Material shown:
- - - - -
PR #790, opened 2024-07-15
bubble-up errors from tokens and hooks

hensha256:
When we interact with tokens or hooks information gets lost. Now
- if the contract reverts with a reason, that gets bubbled up
- otherwise we use our custom error


test/types/Currency.t.sol
```diff
@@ -140,7 +150,8 @@ contract TestCurrency is Test {
                 MockERC20(Currency.unwrap(erc20Currency)).balanceOf(address(currencyTest)), initialERC20Balance - amount
             );
         } else {
-            vm.expectRevert(CurrencyLibrary.ERC20TransferFailed.selector);
```
snreynolds, line 143: Could we bubble up the return data with our own selector as well? 

so it instead would be ERC20TransferFailed(bytes returnData)

hensha256: We do that with universal router and it means that no browsers like etherscan can parse what the return reason was. So instead of getting the token's error like "Transfer overflow" or something. You get 
`ERC20TransferFailed(hexEncodingOf("transfer overflow"))`
So just makes it impossible to read sadly.

snreynolds: Sadly I feel like that is easier for devs to decode though.. because we'd know 2 things:
- where in OUR code its failing
- where in the external code its failing

snreynolds (approved):
looks great

PR #791, opened 2024-07-15
ABDK-147 return bytes32 array

gretzke:
## Description of changes

return bytes32 array from consecutive extsload instead of bytes array


src/libraries/StateLibrary.sol
```diff
@@ -136,7 +136,7 @@ library StateLibrary {
         bytes32 slot = _getTickInfoSlot(poolId, tick);
 
         // offset by 1 word, since the first word is liquidityGross + liquidityNet
-        bytes memory data = manager.extsload(bytes32(uint256(slot) + 1), 2);
+        bytes32[] memory data = manager.extsload(bytes32(uint256(slot) + 1), 2);
         assembly ("memory-safe") {
             feeGrowthOutside0X128 := mload(add(data, 32))
```
hensha256, line 141: might be better to just have
`return data[0], data[1]`
?

hensha256: same for feeGrowthGlobal

hensha256 (approved):
lgtm!

PR #792, opened 2024-07-15
feat: add clear

snreynolds:
## Related Issue

## Description of changes

This adds a new function `clear`, which decreases any positive delta on the contract without a respective token transfer. It can be used in cases where there is dust left in the contract and it is more expensive to transfer the dust than to forfeit it to the manager.

To ensure integrators are aware of the amount being cleared I require that the amount is passed in, and is exactly the amount of the open positive delta.


test/PoolManager.clear.t.sol
```diff
@@ -0,0 +1,191 @@
...
+        actions[3] = Actions.ASSERT_DELTA_EQUALS;
+        params[3] = abi.encode(currency0, address(actionsRouter), 0);
+
+        actions[4] = Actions.ASSERT_NONZERO_DELTA_COUNT_EQUALS;
+        params[4] = abi.encode(0);
+
+        actionsRouter.executeActions(actions, params);
+    }
+
+    function test_clear_reverts_zeroDelta_inputNonZero() external {
```
snreynolds, line 137: Can I get some eyes on the behavior for this case? If the open delta is 0 and you call clear with anything nonzero it reverts with `MustClearExactBalance`.

src/PoolManager.sol
```diff
@@ -294,6 +294,14 @@ contract PoolManager is IPoolManager, ProtocolFees, NoDelegateCall, ERC6909Claim
         _accountDelta(currency, paid.toInt128(), msg.sender);
     }
 
+    /// @inheritdoc IPoolManager
+    function clear(Currency currency, uint256 amount) external onlyWhenUnlocked {
+        int256 current = currency.getDelta(msg.sender);
+        if (current < 0) revert OwedFundsCannotBeCleared();
+        if (amount != uint256(current)) revert MustClearExactBalance();
```
hensha256, line 301: These 2 lines feel inefficient. It checks that current isnt negative, and then it requires it be equal to `amount`.

If we know that `amount` is positive (it has to be as its a uint256), then we know that if `amount==current` then current cannot be <0 either.

I think it would be more efficient to just do

```
        int256 current = currency.getDelta(msg.sender);
        int128 amountDelta = amount.toInt128();
        if (amountDelta != current) revert MustClearExactBalance();
        _accountDelta(currency, -amountDelta, msg.sender);
```

src/interfaces/IPoolManager.sol
```diff
@@ -151,19 +152,29 @@ interface IPoolManager is IProtocolFees, IERC6909Claims, IExtsload, IExttload {
...
+    function sync(Currency currency) external returns (uint256 balance);
+
     /// @notice Called by the user to net out some value owed to the user
     /// @dev Can also be used as a mechanism for _free_ flash loans
     function take(Currency currency, address to, uint256 amount) external;
 
+    /// @notice Called by the user to pay what is owed
+    function settle(Currency currency) external payable returns (uint256 paid);
+
+    /// @notice Called to clear a positive balance without a corresponding transfer.
```
hensha256, line 167: Honestly i think this needs to be more severe in its warning. Imo it needs to state
```
Any currency that is cleared, will be non-retreivable, and locked in the contract permanently
```

Or something like that. I wont want anyone ever using this function thinking theyre clearing a debt or something by accident.

src/PoolManager.sol
gretzke, line 301: this basically only saves gas on ERC20 transfers then? because you still need to check how much is owed exactly to clear

hensha256 (commented):
couple of thoughts but generally looks great! i feel like 1 simple gas test might help us figure out my first comment though? You could just add a `bool` to the clear parameters in the actions router and then have
```

    function _clear(bytes memory params) internal {
        (Currency currency, uint256 amount, bool measureGas) = abi.decode(params, (Currency, uint256, bool));
        if measureGas snapStart()
        manager.clear(currency, amount);
        if measureGas snapEnd()
    }
```

src/PoolManager.sol
hensha256: yeah but the difference between a tload (this check) and a transfer (which is 2 sstores) is huge

src/PoolManager.sol
```diff
@@ -294,6 +294,14 @@ contract PoolManager is IPoolManager, ProtocolFees, NoDelegateCall, ERC6909Claim
         _accountDelta(currency, paid.toInt128(), msg.sender);
     }
 
+    /// @inheritdoc IPoolManager
+    function clear(Currency currency, uint256 amount) external onlyWhenUnlocked {
+        int256 current = currency.getDelta(msg.sender);
+        int128 amountDelta = amount.toInt128();
```
hensha256, line 300: maybe a quick comment that because amount was positive, only positive deltas can be cleared?

src/interfaces/IPoolManager.sol
```diff
@@ -151,19 +149,30 @@ interface IPoolManager is IProtocolFees, IERC6909Claims, IExtsload, IExttload {
...
+
     /// @notice Called by the user to net out some value owed to the user
     /// @dev Can also be used as a mechanism for _free_ flash loans
     function take(Currency currency, address to, uint256 amount) external;
 
+    /// @notice Called by the user to pay what is owed
+    function settle(Currency currency) external payable returns (uint256 paid);
+
+    /// @notice WARNING - Any currency that is cleared, will be non-retreivable, and locked in the contract permanently.
+    /// A callt to clear will zero out a positive balance WITHOUT a corresponding transfer.
```
hensha256, line 165:
```suggestion
    /// A call to clear will zero out a positive balance WITHOUT a corresponding transfer.
```

src/PoolManager.sol
```diff
@@ -294,6 +294,14 @@ contract PoolManager is IPoolManager, ProtocolFees, NoDelegateCall, ERC6909Claim
...
+        if (amountDelta != current) revert MustClearExactBalance();
```
hensha256, line 301: maybe `MustClearExactPositiveDelta`? So that when its thrown in the 0-case or the negative case it still sounds right

src/PoolManager.sol
```diff
@@ -297,8 +297,9 @@ contract PoolManager is IPoolManager, ProtocolFees, NoDelegateCall, ERC6909Claim
     /// @inheritdoc IPoolManager
     function clear(Currency currency, uint256 amount) external onlyWhenUnlocked {
         int256 current = currency.getDelta(msg.sender);
+        // Because input is `uint256`, only positive amounts can be cleared.
         int128 amountDelta = amount.toInt128();
-        if (amountDelta != current) revert MustClearExactBalance();
+        if (amountDelta != current) revert MustClearExactPositiveDelta();
```
hensha256, line 302: oh this should be `MustClearExactPositiveDelta.revertWith()`, much cheaper reverts :)

hensha256 (dismissed):

src/PoolManager.sol
snreynolds: ah good catch!

hensha256 (approved):

PR #793, opened 2024-07-15
ABDK CVF 44

hensha256:
CVF 44


snreynolds (commented):
why dont we also need the length checks in the donate/initialize code paths?

snreynolds (approved):
i think that makes sense

PR #798, opened 2024-07-16
abdk cvf9

dianakocsis:
## Related Issue
abdk cvf9

## Description of changes
signextend


hensha256 (commented):
coming back here - why would this need sign extending if its then going to be shifted 128 to the left? its already 128 bits so that doesnt make sense to me. Imo this isnt needed and we can close this

hensha256 (approved):

PR #196, opened 2023-10-13
Make sure scanners don't scan files that aren't inspected

nahsra:
When invoking Semgrep and PMD, scanners were scanning _all files_, even if codemods weren't being asked to scan _all_ files. This change gives all the providers all the "include/exclude" configuration so they can parameterize their scans accordingly.

For some context, this PR increases the speedup of some large projects from 10 minutes to 1 minute, when scanning one file.

### DIFF
--- a/framework/codemodder-base/src/main/java/io/codemodder/CodemodLoader.java
+++ b/framework/codemodder-base/src/main/java/io/codemodder/CodemodLoader.java
@@ -20,43 +20,12 @@ public final class CodemodLoader {
   private final List<CodemodIdPair> codemods;
 
   public CodemodLoader(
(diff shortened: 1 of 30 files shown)


framework/codemodder-base/src/main/java/io/codemodder/CodemodLoader.java
```diff
@@ -19,44 +19,13 @@ public final class CodemodLoader {
 
   private final List<CodemodIdPair> codemods;
```
nahsra, line 21: Removed all these confusing intermediate constructors as it made working through them tough.

dhafley (approved):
- - - - -
Task item: Report back each line in the material above that contains the string "slot".

Worked solution:
         bytes32 slot = _getTickInfoSlot(poolId, tick);
-        bytes memory data = manager.extsload(bytes32(uint256(slot) + 1), 2);
+        bytes32[] memory data = manager.extsload(bytes32(uint256(slot) + 1), 2);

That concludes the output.